Anger's role in heart attack risk may start in arteries

Anger's role in heart attack risk may start in arteries

Short bursts of anger may temporarily damage the ability of blood vessels to properly dilate, a function believed to be pivotal in preventing arteries from hardening, new research suggests.

New research reveals that brief episodes of anger can impair blood vessel function, raising the risk of heart attacks. Recalling angry memories for just eight minutes significantly reduces blood vessel dilation, emphasizing the importance of managing anger for heart health.

The findings, published in the Journal of the American Heart Association, may help explain how anger contributes to the risk of having a heart attack.

"Anger is bad for your blood vessel function," said lead study author Dr. Daichi Shimbo, a cardiologist and co-director of the hypertension center at Columbia University Irving Medical Center in New York City. "It impairs the function of your arteries, which is linked to future heart attack risk."

Previous observational studies have established a clear link between negative emotions – including anger, anxiety and sadness – and an increased risk for heart attacks and strokes. But little is known

about how these emotions trigger changes in the body that lead to cardiovascular events. In the new study, 280 apparently healthy young adults with no history of heart disease or stroke, their related risk factors, serious mental health conditions or other chronic illnesses were recruited from the community surrounding Columbia's medical center.

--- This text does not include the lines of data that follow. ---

PR #1709, opened 2025-07-22
release-process: Add signing of tarball plus minor improvements

real-or-random:

PR #1903, opened 2026-07-31
changelog: add entry for #1821

theStack:
Even though #1821 has the "needs-changelog" label, it doesn't show up in the search: https://github.com/bitcoin-core/secp256k1/pulls?q=is%3Apr+label%3Aneeds-changelog+is%3Aclosed (probably a bug?). Thanks to @real-or-random for finding this candidate by looking at the commit list manually (which is now also suggested in the release process since #1709).

### DIFF
--- a/CHANGELOG.md
+++ b/CHANGELOG.md
@@ -14,6 +14,9 @@ and this project adheres to [Semantic Versioning](https://semver.org/spec/v2.0.0
    - Usage example `examples/silentpayments.c`.
  - The `silentpayments` API currently requires full access to the transaction data (light client scanning is not implemented).
 
+#### Fixed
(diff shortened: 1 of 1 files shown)


CHANGELOG.md
```diff
@@ -14,6 +14,9 @@ and this project adheres to [Semantic Versioning](https://semver.org/spec/v2.0.0
    - Usage example `examples/silentpayments.c`.
  - The `silentpayments` API currently requires full access to the transaction data (light client scanning is not implemented).
 
+#### Fixed
+ - Module `ellswift`: `secp256k1_ellswift_xdh` now treats secret keys greater than or equal to the curve order as invalid and returns 0. Previously, keys greater than the curve order were silently reduced modulo the order and accepted.
```
real-or-random:
```suggestion
 - Module `ellswift`: `secp256k1_ellswift_xdh` now treats secret keys greater than or equal to the curve order as invalid and returns 0 as documented. Previously, keys greater than the curve order were silently reduced modulo the order and accepted. The probability that a securely generated key is greater than the curver is negligible, and thus the old behavior does not constitute a security issue.
```

theStack: Thanks, applied.

real-or-random (approved):
ACK 2076b06a42b096315ead528acc7fe78da64d8d9c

In a laboratory setting, participants were asked to relax for 30 minutes, after which blood pressure and heart rate measurements were taken, along with tests to measure endothelial cell health – the health of the inner cellular lining of blood vessels. Endothelial dysfunction has been implicated in the development of atherosclerosis, or hardening of the arteries, which can lead to heart attacks and strokes.

Prior studies have shown mental stress can impair endothelial function. Researchers in the new study explored how well blood vessels were able to dilate, whether endothelial cells lining the blood vessels were damaged and whether they were able to repair themselves following acute, negative emotions.

After baseline measurements were taken, individuals were randomly assigned to one of four tasks. Over an eight-minute period, one group was asked to recall personal memories aloud that evoked anger. Another was asked to recall memories aloud that evoked anxiety. A third was asked to read sentences aloud that evoked sadness, and the final group was asked to count aloud to remain in an emotionally neutral condition. These tasks were followed by a second silent resting period.

Blood pressure and endothelial health measurements were taken again at three, 40, 70 and 100 minutes following the tasks people performed.

Compared to the emotionally neutral group, people who recalled memories that provoked anger saw a diminished ability of their blood vessels to dilate, which was cut by more than half. This effect peaked 40 minutes after the anger-recall task and then function returned to normal.

Though the effect was temporary, Shimbo said it's important to note that it resulted from just eight minutes of recalling angry feelings, raising questions about the cumulative impact of anger on blood vessel function over a longer period of time.

"We showed that if you get angry once, it impairs your ability to dilate," said Shimbo, who is also a professor of medicine at Columbia. "But what if you get angry 10,000 times over a lifetime? This chronic insult to your arteries eventually may lead to permanent damage. That's what we think is going on."

Provoked anxiety and sadness, however, had no statistically significant effects, a result that Shimbo said surprised him.

"People lump negative emotions into one bucket," he said. "This tells me that maybe anger, anxiety and sadness are different from each other in how they affect heart risk."

Dr. Suzanne Arnold, a cardiologist at Saint Luke's Health System and a professor of medicine at the University of Missouri-Kansas City School of Medicine, said the findings shed light on why bursts of anger may lead to cardiovascular disease.

"This is interesting because it helps to explain something we've seen over and over again," she said. "There's plenty of data that have shown acute anger increases the risk for heart attacks, but the mechanism by which that happens is not really understood."

Arnold, who was not involved in the research, noted the study was limited to young adults with no cardiovascular disease or risk factors and suggested the next step may be to expand the study population.

"What does this look like in people who are older and have cardiovascular disease already?" she asked. "You may see more profound effects."